# tank setup for Haplopelma schmidtii



## StOrM^ (Feb 28, 2005)

hi guys... is this set up of my tank good enough for the Haplopelma schmidtii (Chinese gold earth tiger)?? care to give some pointers .. BTW i inserted a cut tube of a bottle at the edge as a opening for my baby to induce his tunnel there. and it will keep him there. is it ok? 

looking forward to ur comments.. thanks.. i live in a tropical country.. so not worried about the humity.


----------



## Rob1985 (Feb 28, 2005)

What kinda substrate is that under the top layer? Personally it looks good is that 5 gallon tank or a 10 and how big is ur T? The only problem I see with your setup is a premade burrow. Burrowers with usually take care of themselves. Now you can encourage them to burrow buy putting a small piece of PVC pipe into the substrate. Homeade burrows are more likely to collapse causing some problesm especially under 5 or inches of substrate. . Go here   http://www.arachnopets.com/tarantulas/tcs.htm


----------



## StOrM^ (Feb 28, 2005)

i not sure about the gallon. the lenght of the tank is 30cm , the breath 20cm , hight is 22cm (exclude the cover ). the bottom black layer is potting soil or eco soil. the upper layer is mix soil ( mixture of coco peat , coconut husk, burned soil and volcano sand ). my T is coming tomorow. about 4.5"LG.


----------



## Rob1985 (Feb 28, 2005)

Yeah it looks simlar to mine.
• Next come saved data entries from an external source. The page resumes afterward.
Issue #348, opened 2018-03-14
Unhandled exception swallowed by Q in Javascript code


Jaifroid:
I was investigating some odd behaviour I couldn't account for in Firefox, and was stepping through the code, when suddenly I ended up in Q catching an exception which I managed to trace back to our unused JavaScript parsing code. I have tested this on master, and it is there too.

The error is:
```
TypeError: Unable to get property 'match' of undefined or null reference
at Anonymous function (file:///C:/....../kiwix-js/www/js/app.js:948:17)
```
And line 948 is the last of the lines below:
```
// Load Javascript content
            $('#articleContent').contents().find('script').each(function() {
                var script = $(this);
                // We try to find its name (from an absolute or relative URL)
                var srcMatch = script.attr("src").match(regexpMetadataUrl);
```
To reproduce, put a break on that line and load up any wiki page that might have a javascript in its head. I was opening the landing page of the latest French Wiktionary. Then step over the line.

The exception gets swallowed, but leaves something in a strange state. Whether this is the actual cause of the iframe weirdness I'm investigating, I'm not sure, but I landed straight in this exception, very oddly, from the onreadystatechange code when I attempted to step over it. In any case, it's not good to have
unhandled exceptions hiding in our code. I suggest we comment out the entire Load JavaScript content block for now. Do you agree @mossroy ?

Jaifroid:
Added a commit in new branch to deal with this: https://github.com/kiwix/kiwix-js/commit/4821952f3413d2b6fe757c5a98a9d8741bfb3f17.
Obviously it would be better to fix, but this code is currently unused, I believe. Hence I have added a note for future development.

mossroy:
It looks like a bug in the case when a script tag has no src attribute (which is possible when you use inline javascript).
In this case, we don't have anything to inject, so I think we might simply add a test before that line, like :  
```
if (script.attr("src)) {
    // We try to find its name (from an absolute or relative URL)
    var srcMatch = script.attr("src").match(regexpMetadataUrl);
    ...
}
```

Jaifroid:
[...]

Issue #286, opened 2017-07-16
Make kiwix-js work from file:/// on Chrome in jQuery mode


Jaifroid:
Excuse my naivety, but I don't use Chrome on my main machine for various reasons (principally the number of "phone home" background services it installs on Windows). However I've installed on a secondary machine for testing Version 59.0.3071.115 (Official Build) (64-bit) for Windows 10. So I'm shocked to find that kiwix-js (main) refuses to show the selected ZIM file article when index.html is run from the file system (i.e., not served). Since Edge, Firefox and IE all run kiwix-js fine from the FS, I wonder if I'm doing something wrong or failing to set some flag. The ZIM file loads, because the search box works, but no page (article) is ever shown, and I get this exception when trying to move between tabs in the app:

![image](https://user-images.githubusercontent.com/4304337/28245383-3c1787d4-69fd-11e7-9105-f739c722fa02.png)

Line 135 of app.js is `$("#articleContent").contents().empty();`. Sorry if this is "obvious", but I'd have also thought it's a major use case to be able to download the files and run in a browser without installing node.js or a web server, etc.... ? NB this is failing against kiwix-js main branch, nothing to do with my Preload stylesheets branch. Standard Windows 10 Pro 64bit. (PS I realize this is caused by https://developer.mozilla.org/en-US/docs/Web/Security/Same-origin_policy , but why only this browser?)

mossroy:
Different browsers have different security policies and implementation.
I don't think it has been a major use-case, at least so far.
But maybe it might be fixed. I noticed that, if I remove the "src" attribute of the iframe, it works well (in jQuery mode).

But this src attribute is necessary for the ServiceWorker mode. Or at least it's the only way we had found to make it work at that moment.

Jaifroid:
Ah, OK. I assumed one obvious use for the app would be to distribute along with a ZIM file so that it could be run on any end-user's computer just by launching index.html, without installing apps or going to stores. As Chrome is a popular browser, it would be a shame for it not to work this way. Maybe we can programmatically change the "src" attribute if the user is running Chrome and has not set/enabled ServiceWorker mode.

sharun-s:
Start chrome with the --allow-file-access-from-files flag. I have two shortcuts on desktop. One I call localChrome with the flag set and the other without. This has been discussed before in multiple places just search for "--allow-file-access-from-files" from issues search.

Jaifroid:
[...]

PR #349, opened 2018-03-20
Make jQuery routines into functions and eliminate unhandled exception #348

Jaifroid:
I've organized all the jQuery routines into functions. I thought it best to leave these functions within the scope of displayArticleInForm, not because it's necessary, but because it's neater, I think. Let me know if you would prefer them to be in global scope. I've tested on FFOS and the functions work fine in this scope.

I've disabled the loadJavaScriptJQuery function to prevent overhead until it is worked on. However, I've fixed the line that was causing an unhandled exception as per #348.

Tested and working in: Firefox ERS, FFOS, Edge and Internet Explorer. Please test in Chrome if you can.


mossroy:
In fact, the issue with Chrome on file:// was already open : #286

I would redo the burrow. I would to have telling us she died or hurt herself . Good luck with her man!!! and keep us up to date!!!  I have 100% Dry Sphagnum Peat Moss. IN a 3.5 gallon kritter keeper. I just put her in there tonight, so I don't have pics. I will put some up when I get a chance :}


----------



## StOrM^ (Feb 28, 2005)

my H.S will be slightly bigger than my B.smithi here.. so u think its ok??


----------



## Rob1985 (Feb 28, 2005)

I don;t know much about the B.Smithi, but i can say they are burrows and will burrow when given the opportunity. So I would say next subsrtae change put your smithi in a 5 gallon terraium. it seems a little small in ther. Just my opinion. Anyways make sure you have plenty of subsrtae at leats twice the length of the T. I made a mistake with not enough and she was a cranky T for a week or so. I wold definatly do a search dude for your T and see what comes up.
 
-RoB


----------



## StOrM^ (Feb 28, 2005)

BTW the smithi tank is the same size.. while my baby was muching on her crix i was bz taking pix of her juz now... lol.. but that did not ruin her meal.


----------



## Rob1985 (Feb 28, 2005)

I have a female sub-adult E.Pachypus.....soo she is very small and will never get very big(about 4.5" as an adult).Like I said I don't know much about the biger species, buy good luck anyways man.


----------



## dotdman (Feb 28, 2005)

http://www.arachnoboards.com/ab/showthread.php?t=1052&page=1

Scroll down to post #6, Martin H. setup for Haplopelma ssp. work wonders.  H. schmidti, like the rest of them, are very deep burrowers (for example, my female Haplopelma lividum, which is much smaller than an adult H. schmidti, already has a 13-14" burrow constructed for herself), so it's advisable to give them a depth of substrate capable of supporting their burrowing nature.  They also grow to roughly 8"+ in legspan (1.5x that of an average B. smithi).

Kindest kindest,

Kevin P.


----------



## arachnojunkie (Feb 28, 2005)

If anything (I) would add more substrate to allow more burrowing. Since the spider is 4.5 in I would go with atleast 6 in in depth.  IMO more is better with a burrowing spider.


----------



## Rob1985 (Feb 28, 2005)

arachnojunkie said:
			
		

> If anything (I) would add more substrate to allow more burrowing. Since the spider is 4.5 in I would go with atleast 6 in in depth.  IMO more is better with a burrowing spider.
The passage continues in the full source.